PR #1665, opened 2020-06-25
Template configuration state, and rotation fix

dg0yt:
This is a broader revision of the setup and configuration of templates. It includes an adaptation of the OgrTemplate rotation fix submitted by @pkturner in GH-1659.


dg0yt:
@pkturner I did following adaptations:
- Add basic testing of TemplateTrack and OgrTemplate, based on your test files and code.
- Consolidate the rotation test, have the unloaded case, the loaded cases, and the loaded-then-unloaded case for TemplateTrack and OgrTemplate all in one file (with the option to extent this to other templates classes.)
- The finish-configuration hook returns `bool`, as do most of our related virtual functions.

src/templates/template.h
```diff
@@ -646,6 +646,22 @@ Q_OBJECT
...
 	virtual bool loadTypeSpecificTemplateConfiguration(QXmlStreamReader& xml);
 	
+	/**
+	 * Hook which is called at the end of template configuration.
+	 * 
+	 * Derived classes may override this function if they need to do any post-
+	 * processing on the configuration. Unlike loadTypeSpecificTemplateConfiguration(),
+	 * this function is always called, even when there is no type-specific data.
+	 * 
+	 * The implementation must not do expensive calculations because is called
```
dg0yt, line 658: "it is called"

src/templates/template.h
```diff
@@ -646,6 +646,22 @@ Q_OBJECT
 	 */
 	virtual bool loadTypeSpecificTemplateConfiguration(QXmlStreamReader& xml);
 	
+	/**
+	 * Hook which is called at the end of template configuration.
```
dg0yt, line 652: "template configuration loading."

dg0yt:
> Add basic testing of TemplateTrack and OgrTemplate, based on your test files and code.

.. and in the CI build without GDAL, this immediately turns out a bug.

pkturner:
It looks good. I'm glad #1659 was useful.

PR #1666, opened 2020-06-26
XMLFileImporter: Adjust declination warning

dg0yt:
The warning shall not confuse users, but still give an indication
that manually checking the declination might be needed.

Task: GH-1235


dg0yt:
To be squashed on merge.

PR #1681, opened 2020-07-17
Deprecated methods cleanup

lpechacek:
Address deprecation warnings reported by GCC 10 compiler with Qt 5.15 on openSUSE Tumbleweed.

### DIFF
--- a/src/gui/autosave_dialog.h
+++ b/src/gui/autosave_dialog.h
@@ -57,7 +57,7 @@ public:
 	 * @param actual_path    The path which is currently selected.
 	 * @param parent         The parent window.
 	 */
-	AutosaveDialog(const QString& original_path, const QString& autosave_path, const QString& actual_path, MainWindow* parent = nullptr, Qt::WindowFlags f = 0);
+	AutosaveDialog(const QString& original_path, const QString& autosave_path, const QString& actual_path, MainWindow* parent = nullptr, Qt::WindowFlags f = {});
 	
 	/**
 	 * Destructor.
--- a/3rd-party/cove/app/colorseditform.cpp
+++ b/3rd-party/cove/app/colorseditform.cpp
@@ -78,7 +78,9 @@ class ColorsEditingDelegate : public QItemDelegate
 			QVariant v = model->data(model->index(index.row(), 0, index),
 									 Qt::BackgroundRole);
 			QColor c = v.value<QBrush>().color();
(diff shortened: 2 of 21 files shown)


lpechacek:
Messed up the MapCoord init. I will rework it.

lpechacek:
> Messed up the MapCoord init. I will rework it.

Seems to be a limitation in older versions of Clang compiler and not a code bug per se. Anyway, these compilers are still used for Android and MacOS builds, so the data members are still (zero) initialized in the default constructor.

@dg0yt, are you fine with merging these cleanup patches into `dev`, please?

src/gui/autosave_dialog.h
```diff
@@ -57,7 +57,7 @@ Q_OBJECT
 	 * @param actual_path    The path which is currently selected.
 	 * @param parent         The parent window.
 	 */
-	AutosaveDialog(const QString& original_path, const QString& autosave_path, const QString& actual_path, MainWindow* parent = nullptr, Qt::WindowFlags f = 0);
+	AutosaveDialog(const QString& original_path, const QString& autosave_path, const QString& actual_path, MainWindow* parent = nullptr, Qt::WindowFlags f = Qt::WindowFlags());
```
dg0yt, line 60: I'm fine with the proposed form. But usually I avoid spelling the type twice, by using `... = {}`

lpechacek: Thanks for the review. I'll adjust the line and merge the changes.

lpechacek: Changed all the occurrences to value initialization syntax and updated the commit message to reflect the fact that the code follows Mapper convention instead of the Qt style.

dg0yt:
How about applying these commits to master, and resetting dev to the state before these commits? I cannot merge master into dev in the current state, and some commits are needed to fix build errors on newer linux distributions.

lpechacek:
AFAICT, the merge conflict is easy to resolve. The affected code in `src/templates/paint_on_template_feature.cpp` was reworked and changes made in `dev` are now obsolete. That is, it is safe to take the code lines from `master` and discard the changes in `dev`. It can be achieved by manual editing during the merge or `git merge -s recursive -X theirs origin/master` command.

Anyway, I will rebase the patch set to `master` and submit there for the sake of simplicity.

lpechacek:
PR 1725 is in place.

PR #1692, opened 2020-08-04
Replace TextObjectAlignmentDockWidget by QToolBar

dg0yt:
This PR provides the changes
- to use QToolBar with the user-defined action button size in touch mode
- to replace the custom TextObjectAlignmentDockWidget by QToolBar

Thus it also indicates the feasibility of using a single row standard QToolBar for scribbling colors.


dg0yt:
Note the toolbar separator between horizontal und vertical alignment actions:

sample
==========
Task brief -> All lines of the entries above where "data" turns up should be reported.

Task solution ->
+	 * this function is always called, even when there is no type-specific data.
 			QVariant v = model->data(model->index(index.row(), 0, index),
Seems to be a limitation in older versions of Clang compiler and not a code bug per se. Anyway, these compilers are still used for Android and MacOS builds, so the data members are still (zero) initialized in the default constructor.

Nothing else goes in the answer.